■ **Description of the task**:
In the data below, the answer is the run of lines from the line containing "PR #392, opened 2019-05-08" through the line containing "(diff shortened: 1 of 6 files shown)", both included; print it exactly and nothing else.

(Beginning of Exercise material)

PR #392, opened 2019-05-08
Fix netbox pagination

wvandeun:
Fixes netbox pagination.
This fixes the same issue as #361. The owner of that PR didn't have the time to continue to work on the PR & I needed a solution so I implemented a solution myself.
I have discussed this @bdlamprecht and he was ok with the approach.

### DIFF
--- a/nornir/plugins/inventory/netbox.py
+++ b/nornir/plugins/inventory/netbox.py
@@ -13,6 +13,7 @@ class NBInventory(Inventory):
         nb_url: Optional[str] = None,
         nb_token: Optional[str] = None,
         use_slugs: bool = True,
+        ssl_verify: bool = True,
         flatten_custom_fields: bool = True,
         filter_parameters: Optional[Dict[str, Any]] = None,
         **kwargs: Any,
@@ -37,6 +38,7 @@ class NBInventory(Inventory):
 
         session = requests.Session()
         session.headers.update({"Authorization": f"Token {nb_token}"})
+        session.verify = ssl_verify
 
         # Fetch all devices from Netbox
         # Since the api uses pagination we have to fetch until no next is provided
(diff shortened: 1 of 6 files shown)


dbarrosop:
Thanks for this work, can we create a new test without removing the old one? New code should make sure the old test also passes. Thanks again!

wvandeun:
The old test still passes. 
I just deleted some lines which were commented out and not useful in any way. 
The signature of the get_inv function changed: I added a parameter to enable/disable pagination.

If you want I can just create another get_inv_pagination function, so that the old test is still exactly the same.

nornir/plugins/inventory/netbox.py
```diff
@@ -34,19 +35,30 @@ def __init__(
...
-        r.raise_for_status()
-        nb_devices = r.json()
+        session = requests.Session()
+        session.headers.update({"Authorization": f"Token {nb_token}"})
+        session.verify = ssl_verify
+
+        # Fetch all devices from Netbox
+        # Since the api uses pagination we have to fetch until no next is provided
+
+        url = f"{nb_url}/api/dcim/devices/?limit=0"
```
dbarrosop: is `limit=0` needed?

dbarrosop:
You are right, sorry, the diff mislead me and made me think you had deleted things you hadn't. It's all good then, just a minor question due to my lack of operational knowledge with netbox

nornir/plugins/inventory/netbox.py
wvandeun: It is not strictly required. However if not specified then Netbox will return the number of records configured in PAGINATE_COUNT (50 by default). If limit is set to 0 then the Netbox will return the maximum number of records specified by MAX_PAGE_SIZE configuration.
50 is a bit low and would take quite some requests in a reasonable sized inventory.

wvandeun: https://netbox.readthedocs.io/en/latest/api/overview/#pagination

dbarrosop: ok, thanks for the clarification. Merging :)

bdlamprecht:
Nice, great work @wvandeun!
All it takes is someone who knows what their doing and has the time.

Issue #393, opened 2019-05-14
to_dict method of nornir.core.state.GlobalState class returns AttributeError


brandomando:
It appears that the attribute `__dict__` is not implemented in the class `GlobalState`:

(End of Exercise material)
(Beginning of Exercise material)

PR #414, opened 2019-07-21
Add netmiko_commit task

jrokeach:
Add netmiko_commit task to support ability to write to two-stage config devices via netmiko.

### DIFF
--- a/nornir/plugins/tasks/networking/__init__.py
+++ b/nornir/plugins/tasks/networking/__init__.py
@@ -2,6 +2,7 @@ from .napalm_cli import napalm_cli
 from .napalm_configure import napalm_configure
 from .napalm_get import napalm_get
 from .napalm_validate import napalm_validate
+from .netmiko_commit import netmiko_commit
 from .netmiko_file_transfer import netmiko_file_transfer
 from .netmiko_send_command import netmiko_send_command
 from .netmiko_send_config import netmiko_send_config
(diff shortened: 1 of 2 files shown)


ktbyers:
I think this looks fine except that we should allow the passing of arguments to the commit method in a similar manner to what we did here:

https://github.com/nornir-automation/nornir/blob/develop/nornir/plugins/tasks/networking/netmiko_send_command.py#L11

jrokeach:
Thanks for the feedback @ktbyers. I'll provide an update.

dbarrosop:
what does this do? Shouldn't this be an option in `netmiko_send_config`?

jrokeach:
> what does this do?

(End of Exercise material)
(Beginning of Exercise material)

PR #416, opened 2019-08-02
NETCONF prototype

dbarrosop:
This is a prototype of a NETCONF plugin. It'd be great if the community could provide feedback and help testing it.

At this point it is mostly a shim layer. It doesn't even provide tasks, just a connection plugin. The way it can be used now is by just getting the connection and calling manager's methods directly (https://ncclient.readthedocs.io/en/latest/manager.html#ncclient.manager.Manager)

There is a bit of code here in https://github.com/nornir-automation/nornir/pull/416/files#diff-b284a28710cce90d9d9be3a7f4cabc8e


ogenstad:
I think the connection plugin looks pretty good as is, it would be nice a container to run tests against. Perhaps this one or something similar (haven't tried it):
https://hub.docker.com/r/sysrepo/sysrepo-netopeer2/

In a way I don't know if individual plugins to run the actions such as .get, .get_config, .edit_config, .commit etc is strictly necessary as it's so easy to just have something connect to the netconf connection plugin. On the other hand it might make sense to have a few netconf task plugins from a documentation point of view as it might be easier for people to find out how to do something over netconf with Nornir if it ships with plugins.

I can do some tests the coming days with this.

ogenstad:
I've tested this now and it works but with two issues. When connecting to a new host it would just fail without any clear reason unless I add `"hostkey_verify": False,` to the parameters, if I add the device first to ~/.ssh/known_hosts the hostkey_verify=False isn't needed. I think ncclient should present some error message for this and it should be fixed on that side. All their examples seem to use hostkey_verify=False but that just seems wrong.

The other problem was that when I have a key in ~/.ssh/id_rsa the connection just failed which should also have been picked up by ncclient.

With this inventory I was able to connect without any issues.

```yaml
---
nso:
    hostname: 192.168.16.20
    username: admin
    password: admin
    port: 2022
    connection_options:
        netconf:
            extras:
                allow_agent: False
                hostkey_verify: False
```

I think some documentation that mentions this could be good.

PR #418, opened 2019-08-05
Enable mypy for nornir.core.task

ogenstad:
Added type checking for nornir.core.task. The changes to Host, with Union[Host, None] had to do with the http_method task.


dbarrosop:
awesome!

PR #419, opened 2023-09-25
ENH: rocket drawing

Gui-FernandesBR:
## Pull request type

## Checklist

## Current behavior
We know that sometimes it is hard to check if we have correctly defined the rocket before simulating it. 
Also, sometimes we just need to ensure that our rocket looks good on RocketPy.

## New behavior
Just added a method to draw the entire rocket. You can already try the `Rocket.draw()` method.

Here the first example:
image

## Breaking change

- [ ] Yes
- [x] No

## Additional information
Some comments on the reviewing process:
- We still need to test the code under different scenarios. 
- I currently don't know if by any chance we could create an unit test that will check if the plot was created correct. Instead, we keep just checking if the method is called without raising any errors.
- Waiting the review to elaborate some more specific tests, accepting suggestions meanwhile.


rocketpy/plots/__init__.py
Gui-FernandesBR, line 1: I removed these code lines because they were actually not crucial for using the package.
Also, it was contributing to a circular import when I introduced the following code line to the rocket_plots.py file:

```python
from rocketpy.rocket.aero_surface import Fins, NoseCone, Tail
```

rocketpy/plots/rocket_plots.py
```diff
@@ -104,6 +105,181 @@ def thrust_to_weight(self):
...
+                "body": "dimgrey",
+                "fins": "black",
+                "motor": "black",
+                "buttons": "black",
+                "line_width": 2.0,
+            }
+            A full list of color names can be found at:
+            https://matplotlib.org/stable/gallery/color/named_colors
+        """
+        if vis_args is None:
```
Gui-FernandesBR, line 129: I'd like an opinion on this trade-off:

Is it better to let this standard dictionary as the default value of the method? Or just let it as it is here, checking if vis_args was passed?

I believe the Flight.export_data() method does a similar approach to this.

(End of Exercise material)

■ **Output of the exercise**:
PR #392, opened 2019-05-08
Fix netbox pagination

wvandeun:
Fixes netbox pagination.
This fixes the same issue as #361. The owner of that PR didn't have the time to continue to work on the PR & I needed a solution so I implemented a solution myself.
I have discussed this @bdlamprecht and he was ok with the approach.

### DIFF
--- a/nornir/plugins/inventory/netbox.py
+++ b/nornir/plugins/inventory/netbox.py
@@ -13,6 +13,7 @@ class NBInventory(Inventory):
         nb_url: Optional[str] = None,
         nb_token: Optional[str] = None,
         use_slugs: bool = True,
+        ssl_verify: bool = True,
         flatten_custom_fields: bool = True,
         filter_parameters: Optional[Dict[str, Any]] = None,
         **kwargs: Any,
@@ -37,6 +38,7 @@ class NBInventory(Inventory):
 
         session = requests.Session()
         session.headers.update({"Authorization": f"Token {nb_token}"})
+        session.verify = ssl_verify
 
         # Fetch all devices from Netbox
         # Since the api uses pagination we have to fetch until no next is provided
(diff shortened: 1 of 6 files shown)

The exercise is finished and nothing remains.